[talks] Zoe Paraskevopoulou will present her general exam on Monday, October 24, 2016 at 9:30am in CS 402. (updated reading list)
ngotsis at CS.Princeton.EDU
Tue Oct 18 15:30:00 EDT 2016
Please see updated reading list below:
Zoe Paraskevopoulou will present her general exam on Monday, October 24, 2016 at 9:30am in CS 402. The members of her committee are Andrew Appel (adviser), David Walker, and Zachary Kincaid.

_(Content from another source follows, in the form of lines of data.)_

PR #4443, opened 2025-06-25
Replace vscode.workspace.workspaceFolders with host bridge getWorkspacePaths

sjf:
### Description

- Use the host bridge in utils/path.ts
Update utils/path.ts to use the host bridge to get the workspace folders, instead of the vscode SDK.
Update callers to use await as the functions are now async.

- Replace vscode workspaceFolders in WorkspaceTracker
Make the cwd an instance property because await cannot be used at the top level.

 - Use the host bridge getWorkspacePaths in FileContextTracker
Replace the vscode SDK getWorkspaceFolders with the util function getCwd (this is already switched to the host bridge).

- Fix the source paths used by the unit and integration tests. 

There are seven more non-test files using workspaceFolders that need to be switched over.

### Test Procedure

Tested manually in the vscode extension host.

### Type of Change

-   [ ] ♻️ Refactor Changes
-   [ ] 💅 Cosmetic Changes
-   [ ] 🏃 Workflow Changes

### Pre-flight Checklist

### Screenshots

NA

### Additional Notes

NA


Garoth:
There seem to be some problems with this, but I love the direction -- I had done a hacky thing to make cwd work in my version of this, but this seems better. Let's sync up about the UX of creating a new task with a workspace specified, which I have done

src/utils/path.ts
```diff
@@ -101,18 +102,26 @@ export function getReadablePath(cwd: string, relPath?: string): string {
 	}
 }
 
-export const getWorkspacePath = (defaultCwdPath = "") => {
-	const cwdPath = vscode.workspace.workspaceFolders?.map((folder) => folder.uri.fsPath).at(0) || defaultCwdPath
+// Returns the path of the first workspace directory, or the defaultCwdPath if there is no workspace open.
+export const getCwd = async (defaultCwdPath = ""): Promise<string> => {
+	const workspaceFolders = await getHostBridgeProvider().workspaceClient.getWorkspacePaths({})
```
Garoth, line 107: I think you told me there was a reason for having to get the client with this kind of pattern, but I forget what it was. I am wondering if we can do more of the singleton pattern I used for the other bridge's clients, which seemed a bit cleaner in the code

sjf:
> There seem to be some problems with this, but I love the direction -- I had done a hacky thing to make cwd work in my version of this, but this seems better. Let's sync up about the UX of creating a new task with a workspace specified, which I have done

It doesn't work without the other PR that is not submitted. I was trying avoid needing 4 approvals on this PR, but just submitting them separately won't work either because this one will need a rebase.

src/utils/path.ts
sjf: It's to use dependency injection so there can be different providers for the host bridge, webview, etc but the caller doesn't need know about the host, its just using an interface. Without using some interface like the host provider, the extension starts including dependencies from the standalone service, and it breaks the compile.

If getHostBridgeProvider().workspaceClient is too long, we can put getWorkspaceClient() in the host-provider.ts.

Everyone is invited to attend her talk, and those faculty wishing to remain for the oral exam following are welcome to do so. Abstract and reading list are below:
Formal Verification of Closure Conversion
CertiCoq is a formally verified compiler for dependently typed functional
languages that aims to bridge the gap between certified high-level programs and
their translation to a low-level machine language. In this talk I will describe
the process of implementing and proving correct, using machine checked proofs,
the closure conversion phase of CertiCoq. The main transformation is preceded by
a lambda lifting phase, that can be seen as an unboxing optimization for closure
environments, and followed by a hoisting transformation, which flattens the
structure of function definitions. As opposed to previous closure conversion
implementations, our implementation decouples the lambda lifting phase from the
closure conversion phase, allowing us to achieve a more modular design which is
more amenable to formal verification. I will explain the implementation of the
three phases as well as the proof techniques that were used to prove their
correctness. Finally, I will focus on the challenges involved in the composition
of the correctness proofs of the three phases.
* Closure conversion
** Zhong Shao and Andrew Appel, "Efficient and safe-for-space closure conversion"
** Amal Ahmed and Matthias Blume, "Typed Closure Conversion Preserves Observational Equivalence"
** Morrisett et al., "From System F to Typed Assembly Language"
* Compiler correctness
** Nick Benton and Chung-Kil Hur, "Biorthogonality, Step-Indexing and Compiler Correctness"
** Yong Kiam Tan et al., "A New Verified Compiler Backend for CakeML" (This is the new CakeML paper appearing in ICFP 2016)
** Georg Neis et al., "Pilsner: A Compositionally Verified Compiler for a Higher-Order Imperative Language"
* Extending Coq with effects
** Aleksandar Nanevski e al., "Ynot : Reasoning with the Awkward Squad"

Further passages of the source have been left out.